Canonical Discriminant Analysis of Organic and Conventional Treatments to Segregate Effects of Management-Influenced and Inherent Soil Properties. 
Figure 4.2 Canonical Discriminant Analysis (CDA) of Organic and Conventional Treatments to Segregate Effects of Management-Influenced and Inherent Soil Properties. The first and second canonical functions are shown, using only management-affected soil characteristics (total organic N, organic C, C:N ratio, N-mineralization potential, inorganic N, percent of inorganic N pool present as NH4+, pH and electrical conductivity). Symbols: • = organic management >3 years; ▲= organic management <3 years; ο = conventional management except sites on Vertisols; ◊ = conventional sites on Vertisols. From Drinkwater et al. (1995).

In other words, differences in management-influenced soil properties were greatest between fields that had been managed organically for more than three years and conventional sites not on Vertisols. Fields that were under organic management for three years or less were intermediate. As with PCA, CDA helped reveal which variables were most important for classification into different groups. In this case, total Kjeldahl nitrogen, organic carbon, inorganic nitrogen pools, pH, and electrical conductivity were significant factors in distinguishing between the three groups that remained after fields with confounding soil-type variation were removed. Using multivariate analyses, this study iden-tified key differences in soil properties resulting from these distinct management regimes.

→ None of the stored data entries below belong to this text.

PR #1928, opened 2023-04-25
Use the logging library more

duncanspumpkin:
A tiny bit of the c++20 changes and general improvement. @ZehMatt there is still a lot of cout/printf in the command line stuff were you thinking that would call libfmt directly?

### DIFF
--- a/src/OpenLoco/src/Environment.cpp
+++ b/src/OpenLoco/src/Environment.cpp
@@ -1,6 +1,7 @@
 #include "Environment.h"
 #include "Config.h"
 #include "Ui.h"
+#include <OpenLoco/Diagnostics/Logging.h>
 #include <OpenLoco/Interop/Interop.hpp>
 #include <OpenLoco/Platform/Platform.h>
 #include <OpenLoco/Utility/Collection.hpp>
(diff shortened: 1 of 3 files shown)


IntelOrca:
Can we maybe alias `Diagnostics::Logging` in some way? It is currently a bit of a mouthful, maybe just `Log::info`?

`using Log = Diagnostics::Logging;`?

ZehMatt:
> Can we maybe alias `Diagnostics::Logging` in some way? It is currently a bit of a mouthful, maybe just `Log::info`?
> 
> `using Log = Diagnostics::Logging;`?
> 
> Also I am a bit surprised we need `\n` in each log call.

We can definitely have `namespace Log = Diagnostics::Logging` at the top of the file, I also do agree on the newline being a bit a silly, thats however more of a legacy/refactoring reason to why its still this way, its worth changing for when I phase out the rest however.

I think if there are any other concerns regarding the logging code now would be the time to say so, I'm surprised you said nothing when I made the first PR.

AaronVanGeffen:
> Can we maybe alias `Diagnostics::Logging` in some way? It is currently a bit of a mouthful, maybe just `Log::info`?

I propose we just use `using namespace OpenLoco::Diagnostics;` to get `Logging` in.

> Also I am a bit surprised we need `\n` in each log call.

We don't need to. I think that's just a leftover from the old `printf` statements these calls replace.

ZehMatt:
Actually I just checked we don't have to provide a new line, the callers should remove it.

IntelOrca:
> I think if there are any other concerns regarding the logging code now would be the time to say so, I'm surprised you said nothing when I made the first PR.

Because it was better than no logging, or what we were doing previously. Things like this can be done as follow ups.

ZehMatt:
> > I think if there are any other concerns regarding the logging code now would be the time to say so, I'm surprised you said nothing when I made the first PR.
> 
> Because it was better than no logging, or what we were doing previously. Things like this can be done as follow ups. If the new line isn't required, maybe that is why I didn't say anything about it in the original PR 😅

I definitely outplayed myself on this one, I was under the impression somehow that this is an issue as I've only looked at the comment since I got tagged, so my bad. But yeah one of the design goals was that sinks are ultimately responsible for how it ends up in the output.

PR #1933, opened 2023-04-26
Introduce object load error window

AaronVanGeffen:
This PR introduces a window listing all objects that could not be loaded, along with their expected types and checksums.

Screenshot

### DIFF
--- a/src/OpenLoco/src/Objects/Object.h
+++ b/src/OpenLoco/src/Objects/Object.h
@@ -109,6 +109,11 @@ namespace OpenLoco
         {
             return !(*this == rhs);
         }
+
+        bool operator<(const ObjectHeader& rhs) const
+        {
+            return getName() < rhs.getName();
+        }
     };
     static_assert(sizeof(ObjectHeader) == 0x10);
 #pragma pack(pop)
--- a/src/OpenLoco/src/Objects/Object.h
+++ b/src/OpenLoco/src/Objects/Object.h
@@ -109,11 +109,6 @@ namespace OpenLoco
         {
             return !(*this == rhs);
         }
-
-        bool operator<(const ObjectHeader& rhs) const
-        {
-            return getName() < rhs.getName();
-        }
     };
     static_assert(sizeof(ObjectHeader) == 0x10);
 #pragma pack(pop)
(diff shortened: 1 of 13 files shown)


src/OpenLoco/src/Windows/ObjectLoadError.cpp
```diff
@@ -0,0 +1,277 @@
...
+    {
+        // Draw widgets
+        self.draw(rt);
+
+        // Draw explanatory text
+        auto& drawingCtx = Gfx::getDrawingEngine().getDrawingContext();
+        drawingCtx.drawStringLeftWrapped(*rt, self.x + 3, self.y + 19, self.width - 6, self.getColour(WindowColour::secondary), StringIds::objectErrorExplanation);
+    }
+
+    static string_id objectTypeToString(ObjectType type)
```
AaronVanGeffen, line 109: Could be moved to `Object.{h.cpp}` if desired.

src/OpenLoco/src/Ui/WindowManager.h
```diff
@@ -259,6 +259,11 @@ namespace OpenLoco::Ui::Windows
         void close(Ui::Window* window);
     }
 
+    namespace ObjectLoadError
+    {
+        Window* open(std::vector<ObjectHeader> list);
```
duncanspumpkin, line 264: Do you mean to copy the list? Probably want to const ref

src/OpenLoco/src/Objects/Object.h
```diff
@@ -109,6 +109,11 @@ namespace OpenLoco
         {
             return !(*this == rhs);
         }
+
```
duncanspumpkin, line 112: I don't think this needs to exist here. This is only relevant to that window.

src/OpenLoco/src/Ui/WindowManager.h
AaronVanGeffen: Ah, I didn't realise this would be copying. Nice catch, will amend.

src/OpenLoco/src/Objects/Object.h
AaronVanGeffen: I initially tried defining it locally, but my compiler complained that it wasn't part of the actual struct. Short of extending the ObjectHeader type (e.g. into SortableObjectHeader), any suggestions?

duncanspumpkin (approved):

PR #1934, opened 2023-04-26
Optimise scrollviews: don't draw outside of rendertarget bounds

AaronVanGeffen:


src/OpenLoco/src/Windows/LandscapeGeneration.cpp
```diff
@@ -435,6 +435,12 @@ namespace OpenLoco::Ui::Windows::LandscapeGeneration
             uint16_t yPos = 0;
             for (uint16_t i = 0; i < kMaxLandObjects; i++)
             {
+                if (yPos + kRowHeight < rt.y || yPos > rt.y + rt.height)
```
ZehMatt, line 438: Wouldn't it be better to only continue when its behind and break when its after? Ideally we would compute the visible range as this either only partially reduces the complexity of the loop.

AaronVanGeffen: Thanks, I think that's a good idea. Particularly for longer (object) lists breaking early could certainly have a positive impact. Should be good now!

Hierarchical clustering analysis (HCA) is a classification method that produces a set of nested clusters organized as a hierarchical tree, or dendrogram (Figure 4.3). The dendrogram can be viewed on the observational level or as response measures, depending on the research scope (i.e., detailed or general). This flexibility is extremely helpful when examining relationships among entities or subgroups. HCA can reveal patterns that can lead to further hypothesis generation and testing, and it can assist in summarizing data as a precursor to regression, PCA or other classification methods.